Welcome to NCA-AIIO Labs — Schedule Your First GPU Pod
Hosted
Beta

Welcome to NCA-AIIO Labs — Schedule Your First GPU Pod

Smoke-test your NCA-AIIO lab environment: inspect your isolated Kubernetes cluster, schedule a Pod that requests an NVIDIA GPU, and observe realistic nvidia-smi output. The first 5-minute lab to verify everything works end-to-end.

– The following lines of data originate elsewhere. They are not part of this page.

PR #5283, opened 2026-08-03
fix(training): surface distributed failures without cleanup hangs

yaoyu-33:
## Summary

- prove that the Gemma4-VL SFT stall is not caused by a pipeline boundary shape or dtype mismatch
- log the original rank-local exception and traceback before exceptional cleanup begins
- abort framework-owned process groups during exceptional cleanup so a rank-local failure is surfaced instead of hidden behind outstanding collectives
- keep Gemma4-VL SFT unverified because the full-dimension workload still exceeds H100 memory
- correct the inference card leaf to unverified because the recorded run stopped after 29 of 32 requested tokens

## Root cause

A tiny structural Gemma4-VL proxy completed three optimizer steps for PP1, PP1/EP2, PP2 multimodal, and PP2 image-free controls. The PP2 path sent and received matching BF16 boundary tensors, all ranks consumed compatible metadata, and selective-recompute replay used the same shapes as forward.

A full-dimension random-initialized TP4/PP2/EP1 diagnostic preserved sequence length 4096, image expansion, frozen vision, selective recompute, 128 MoE experts, and GBS32. It completed step 1, then all first-stage ranks failed during step-2 microbatch 34 with the same 352 MiB CUDA OOM in the MoE combine reduce-scatter as NVBug 6491103. Second-stage ranks were waiting in pipeline send/receive. The apparent hang came from failed ranks entering orderly process-group destruction while peers still had outstanding collective work.

The fix changes only ordinary exceptional cleanup. Bridge now logs the active exception with rank context and its full traceback before cleanup, then uses the PyTorch process-group abort path for framework-owned distributed resources. Cleanup errors remain diagnostic-only and cannot replace the original exception. The in-process restart wrapper retains cleanup ownership and does not use this fatal path.

The same full-dimension diagnostic now reports the original OOM and terminates all ranks promptly. It does not claim to solve the underlying H100 memory limit.

The exact-checkpoint real-data rerun remains pending because that immutable artifact was not accessible from the available validation environment. No SFT verification status or checkpoint is claimed.

## Verification

- focused pretrain unit tests: 10 passed, including log-before-cleanup/abort ordering, rank/type/message/traceback context, original-exception identity, cleanup-error logging, and in-process restart ownership
- model-card validator: passed
- `uv run --active --no-sync pre-commit run --all-files`: passed
- tiny PP1/PP2 structural matrix: four configurations completed 3/3 optimizer steps
- full-dimension before fix: step 1 completed, step 2 OOM was masked by distributed cleanup
- full-dimension after abort fix: the same OOM was printed and all ranks exited promptly
- small PP2 blocked-peer failure diagnostic after the logging follow-up: the injected `torch.OutOfMemoryError` was logged with rank 0 and its full traceback before abort; both ranks exited about four seconds after injection, inside the 150-second fail-fast timeout

Strict mypy was also attempted on the changed production file; the repository checkout reported existing package-stub and untyped-decorator errors, with no new diagnostic on the abort call.

### DIFF
--- a/examples/model_verification_cards/gemma-4-26b-a4b-it/card.yaml
+++ b/examples/model_verification_cards/gemma-4-26b-a4b-it/card.yaml
@@ -5,13 +5,16 @@ title: gemma_4_26b_a4b_it
 summary: >
   Performance disclaimer: this model has not been performance-tuned; reported
   timing and throughput metrics are sanity checks, not optimized performance
-  results. Gemma 4 26B-A4B-it BF16 CPU and GPU import, exact CPU and GPU
-  export, and deterministic multimodal inference are verified. Manual forward
-  comparison remains unverified because the recorded run compared a
+  results. Gemma 4 26B-A4B-it BF16 CPU and GPU import and exact CPU and GPU
+  export are verified. Deterministic multimodal inference remains unverified
+  because the recorded run stopped after 29 of the requested 32 tokens. Manual
+  forward comparison remains unverified because the recorded run compared a
   tensor-parallel padding position rather than the prompt's next token. Full
   SFT remains unverified: the current two-node EP8 recipe does not complete its
   first optimizer step, while the supported single-node TP4/PP2/EP1 fallback
-  completes one finite step but stalls during the second. Long-context SFT and
+  completes one finite step before running out of memory during the second.
+  The formerly reported stall was failure cleanup waiting on outstanding
+  collectives, not a pipeline-boundary shape mismatch. Long-context SFT and
   PEFT are pending. The published Bridge recipes do not currently provide VLM
   pretraining.
 verification_index:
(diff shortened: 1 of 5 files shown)


yaoyu-33:
Root cause and fix are now pushed in e5104e593d09b09a61a3393f60dbc493499b64ae.

The PP boundary was ruled out: tiny PP1/PP2 multimodal controls reached three steps with matching BF16 boundary and recompute shapes. A full-dimension TP4/PP2 reproduction then exposed the hidden failure: step-2 microbatch 34 OOMs on the first stage in the 352 MiB MoE combine reduce-scatter. The failed ranks were hanging in Bridge process-group destruction while the second stage waited in pipeline communication.

The fix aborts framework-owned process groups on exceptional cleanup. The same full-dimension workload now prints the original OOM and terminates promptly instead of appearing hung. Focused tests are 9/9 green, the card validator passes, and pre-commit passes. SFT remains unverified because this fix surfaces the memory failure; it does not make the workload fit. The exact-checkpoint rerun is still blocked by artifact availability in the current validation environment.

5 min·1 steps·2 domains·Beginner·nca-aiio

What you'll learn

  1. 1
    Inspect your cluster, schedule a GPU pod
    When you started this lab, the platform provisioned a fresh virtual Kubernetes cluster (vCluster) just for you. You have full cluster-admin inside it — you can create namespaces, ClusterRoles, ResourceQuotas, the works. The cluster sees one Node (the host machine) advertising fake NVIDIA GPUs.

Prerequisites

  • Basic kubectl familiarity (kubectl get, kubectl apply)
  • Read a Pod YAML manifest

Exam domains covered

AI Infrastructure & OperationsGPU Acceleration & Distributed Training

Skills & technologies you'll practice

This beginner-level ai/ml lab gives you real-world reps across:

KuberneteskubectlGPU SchedulingRuntimeClassNCA-AIIOSmoke Test

What you'll do in this NCA-AIIO welcome lab

Every NCA-AIIO scenario starts the same way — kubectl get nodes, confirm GPUs are advertised, schedule a workload with a nvidia.com/gpu: 1 resource request, watch the scheduler bind it. This 5-minute smoke-test gives you the muscle memory and proves your isolated lab environment is functioning. You'll write a minimal Pod manifest, apply it via kubectl, wait for it to run, and read the nvidia-smi output the GPU runtime emits. The cluster is real — your own per-session vCluster — and the GPU resource model is the same Kubernetes API contract you'll see in production NVIDIA infrastructure work.

The substance is small but foundational: runtimeClassName: nvidia to opt into the GPU runtime, resources.limits.nvidia.com/gpu: 1 to request one device, and a container image that has nvidia-smi available. You'll learn to read the nvidia-smi output for what an NCA-AIIO question expects you to extract — driver version, CUDA version, Memory-Usage, GPU-Util, the Processes table — and you'll see the K8s scheduler reject over-requests once you push past your namespace's ResourceQuota. Future labs build directly on top: ResourceQuota authoring, RBAC scoping, GPU Operator chain debugging, MIG profile selection.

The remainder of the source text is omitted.